Work instructions: What is needed here is an exact repetition of the records below, beginning at the line that has "kept the head" and stopping after the line that has "Expand the head".

:: Source data

PR #254, opened 2026-06-18
fix(ir): expand-all must expand fn-expression heads (IIFE)

nnunley:
## Summary

`expand-all` kept the head of a non-special-form list as-is, only expanding `(rest form)`. For an **immediately-invoked fn expression** — `((fn [x] ...) args)` — the head `(fn ...)` was never macroexpanded to `(fn* ...)`. The IR builder only understands `fn*`, so it misread the IIFE as a *call* with operator `fn` and arguments `[arglist]` and `[body symbols]`, then threw `ir/build: unresolved symbol <body-sym>`.

Not destructuring-specific: `((fn [x] x) 5)` fails identically with `unresolved symbol x`. Only IIFEs are affected — fns in argument position were already expanded via the `(rest form)` recursion.

## Change

Expand the head too: `(apply list (expand-all (first expanded)) (map expand-all (rest expanded)))`. For a symbol head, `expand-all` is the identity, so ordinary calls are unaffected.

## Verification

- Repro `((fn [x] x) 5)`, plus `core/distinct-step` and `check/bind` (which use IIFEs), now lower to `:lowered` (were `unresolved symbol f` / `_r`).
- `make check-generated` green (bundle lockstep + `gogen_ir` native dispatch); full untagged `go test ./...` green.
- Regenerated `core_compiled.lgb` + `generated.sums`.


mparrett:
Review was clean; no findings. 🚀

nooga (approved):

Issue #255, opened 2026-06-18
Host capabilities: generalizing the I/O decoupling to e.g. audio and graphics


mparrett:
Continues from #79 (browser-interop proposal) and the I/O arc that grew out of it: output (#231), the design doc (#233), and the typed seams for emit (#241), input (#244), and the client-owned shell (#245), all merged. That arc answers the browser-interop question #79 opened, and it raises a larger one.

§6 of #233 names graphics, audio, and controller input as possible future "peer capabilities" and claims "none is special once the I/O seams set the pattern." This issue scopes that broader surface: what the audio and graphics seams look like, where each one bends the pattern, and what is worth settling before code. The intent is to converge here, then land it as a `docs/design` doc. The finding so far is that the claim holds, with one refinement. The invariant that generalizes is the *binding discipline*, not `io.Writer`.

## The shared shape

The seams so far follow one pattern, and these two should too:

- The guest **names** the capability (`println`, `read-key`, `emit`); the host **supplies** the backend.
- The seam lives in `pkg/rt`, build-tagged, **never `pkg/vm`**, so the VM core stays host-free.
- The seam is **as thin as the operation allows** (#233 §4). It widens only where platforms differ.
- **Three bindings** per capability: native (concrete OS resource), embedder (`pkg/api` per-`Run` option), WASM (a JS-aware adapter forwarding through `window.LetGoHost`).
- The **zero value is a silent no-op**, auto-detected. Headless, CI, and replay-verification get the inert binding for free, the same way `*out*` defaults to pass-through (#233 §5.5).
- **Determinism quarantine.** Both audio and graphics are *side-effect sinks*: they read guest-visible state and never feed back into it. In a deterministic guest (xsofy replays bit-identically from seed + action-log), a capability binding must be structurally unable to perturb that state. A replay renders-or-doesn't, plays-or-doesn't, identically.
- The **rich/retained layer lives above the seam, in `.lg`** (#233 §5.6's ratatui reasoning). The runtime hosts the thin carrier; the weight stays in guest code.

What changes per capability is the *carrier*: a byte stream, a handle-based capability, or a shared buffer. Choosing the carrier is the design.

### Shape: a capability with handles, not a stream

[...]

PR #261, opened 2026-06-18
docs(design): mark runtime-I/O decoupling shipped; refresh status

mparrett:
The I/O seams `docs/design/runtime-io-host-decoupling.md` (#233) proposed have all merged, so the doc was stale at `status: planning`. This refreshes it to match.

**Frontmatter:** `planning → active` (the doc stays the design authority per the status convention), with `shipped: [#206, #207, #223, #231, #241, #244]` and `remaining-open: peer capabilities → nooga/let-go#255`.

**Body:**
- §4: "output is decoupled" → "I/O is decoupled"; `#231 open → merged`; added input (#244) and emit (#241) rows; noted the client-owned shell (#245).
- §5.2: input shape `Proposal → Decided (#244)`.
- §5.3 / §7: the input seam shipped in #244, but it **deferred the cross-platform wake protocol** as its own change, so the wake API stays an open question (not "settled"). `read-key` granularity is settled (one key per call).
- §6: input/emit shown shipped with dates; peer capabilities scoped to #255.

Design rationale (§1–3, §5.1/5.4–5.7, glossary) unchanged. `docs-frontmatter` `--check` passes.

### DIFF
--- a/docs/design/runtime-io-host-decoupling.md
+++ b/docs/design/runtime-io-host-decoupling.md
@@ -1,13 +1,15 @@
 ---
-status: planning
-last-verified: 2026-06-15
-human-verified: 2026-06-15
+status: active
+last-verified: 2026-06-18
+human-verified: 2026-06-18
+shipped: ["#206", "#207", "#223", "#231", "#241", "#244"]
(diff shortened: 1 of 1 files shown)


nnunley (approved):
Sounds good. Definitely the direction we've been moving in. Thanks for getting it down in writing.

PR #276, opened 2026-06-20
fix(wasm): non-blocking SAB key producer — newest-wins, never block the main thread

mparrett:
## Problem

The WASM input producer `_lgKey` (`pkg/rt/wasm/lg-host-core.js`, main thread) busy-waits until the worker drains the single SAB key slot:

```js
while (Atomics.load(keyInt32, 0) !== 0) { /* busy wait */ }
```

On a held key or OS auto-repeat, input outpaces the engine's turn rate, so each keypress spins the **main thread** until the worker clears the slot — freezing the page. The existing comment already flagged it: *"the pre-existing busy-wait; retiring that belongs to the input seam, #244."* #244 shipped the typed consumer seam but left this producer half.

## Fix

Drop the spin; write unconditionally (**newest-wins**). If a key is still pending, the newest overwrites it — for an interactive program the latest input is the relevant one. Non-blocking, no queue, no ring. One line removed plus a comment.

## Tradeoff

Overwriting an unread slot coalesces input only when **distinct** keys arrive within a single consumer turn; same-key auto-repeat reads back identically. A generation-counter seqlock would make even the distinct-key case lossless, but that isn't needed for the poll-one-key-per-turn consumers this targets.

## Validation

Reproduced in a SAB harness mirroring the protocol (consumer in a worker, simulated turn cost): an 8-key burst's main-thread block drops from ~566 ms to ~0.04 ms, with no rAF gap. `go test ./pkg/rt/wasm ./pkg/api` green; the four `testdata/assemble_golden*.html` fixtures are regenerated (`-update`).

### DIFF
--- a/pkg/rt/wasm/lg-host-core.js
+++ b/pkg/rt/wasm/lg-host-core.js
@@ -113,21 +113,22 @@ async function startWorkerMode() {
   const keyUint8 = new Uint8Array(sab, 8, 16);
 
   // Input is unsafe until the worker has been told to start (init posted):
-  // before that there is no consumer to drain the SAB slot, so the producer
-  // busy-wait below would spin the main thread — worst case for the whole
-  // multi-second external fetch+compile. Drop pre-start keys rather than block.
-  // (The narrow post-start window before the VM first reads a key is the
-  // pre-existing busy-wait; retiring that belongs to the input seam, #244.)
+  // before that there is no consumer to drain the SAB slot. Drop pre-start
+  // keys rather than write into a slot nothing will ever read.
   let workerReady = false;
 
   // Public input hook — backs LetGoHost.sendInput. Returns true if accepted,
   // false if dropped (worker not started yet, or input too long >16 bytes).
   // A shell's keystrokes feed through here via LetGoHost.sendInput.
+  //
+  // Non-blocking, newest-wins: write unconditionally — never wait for the
+  // consumer to drain (that wait is what froze the page on key bursts). Under
+  // load the slot coalesces to the freshest key; lossy only for *distinct* keys
+  // overlapping within one consumer read, never for same-key repeat.
   window._lgKey = function(data) {
     if (!workerReady) return false;
     const bytes = new TextEncoder().encode(data);
     if (bytes.length === 0 || bytes.length > 16) return false;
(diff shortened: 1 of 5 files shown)


mparrett:
I have A/B'ed this personally. With the patch, auto action is interrupted nearly instantly, and repeated keypress doesn't wait the game to death. The difference is appreciable, to say the least. The trade off is you can overwrite an unconsumed keypress during fast input. I haven't found this to be a problem in testing, but have tested various buffer solutions that look promising. Not worth the added complexity now, but that's what I'd reach for. Happy to host the A/B somewhere if you'd like to convince yourself. :-)

mparrett:
**Codex Findings (5.5-high)**

`P1` [[pkg/rt/wasm/lg-host-core.js:132](https://github.com/nooga/let-go/pull/276)](https://github.com/nooga/let-go/pull/276) can race with `HostKeySource.ReadKey` clearing the slot.

Removing the wait lets `_lgKey` write `keyUint8`, length, and ready flag while the worker is already consuming the previous key. The consumer then unconditionally does `Atomics.store(keyInt32, 0, 0)` after copying bytes in `pkg/rt/keysource_js_wasm.go`, so this interleaving can lose the newest key entirely:

1. Worker wakes on old key, reads `keyLen`.
2. Main thread receives a new key, writes bytes/length, stores ready flag `1`, returns `true`.
3. Worker finishes old read and stores ready flag `0`.
4. New key data remains in the byte slot, but the ready flag is cleared, so the next `read-key` waits.

That is stronger than lossy coalescing: an accepted key can disappear, and byte reads can also become mixed if overwrite happens during the copy. The producer/consumer needs ownership state, a generation/seqlock, or a small ring/double buffer. A simpler nonblocking fallback would be to drop when the slot is not safely empty rather than overwrite concurrently.

**Notes**

I did not run local tests. GitHub reports the PR’s Go workflow checks green, and I reviewed the PR diff plus the surrounding WASM key consumer code.

mparrett:
> A simpler nonblocking fallback would be to drop when the slot is not safely empty rather than overwrite concurrently.

Sounds better, will test this!

nooga (approved):

nnunley (approved):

::::

Answer for the task:
`expand-all` kept the head of a non-special-form list as-is, only expanding `(rest form)`. For an **immediately-invoked fn expression** — `((fn [x] ...) args)` — the head `(fn ...)` was never macroexpanded to `(fn* ...)`. The IR builder only understands `fn*`, so it misread the IIFE as a *call* with operator `fn` and arguments `[arglist]` and `[body symbols]`, then threw `ir/build: unresolved symbol <body-sym>`.

Not destructuring-specific: `((fn [x] x) 5)` fails identically with `unresolved symbol x`. Only IIFEs are affected — fns in argument position were already expanded via the `(rest form)` recursion.

## Change

Expand the head too: `(apply list (expand-all (first expanded)) (map expand-all (rest expanded)))`. For a symbol head, `expand-all` is the identity, so ordinary calls are unaffected.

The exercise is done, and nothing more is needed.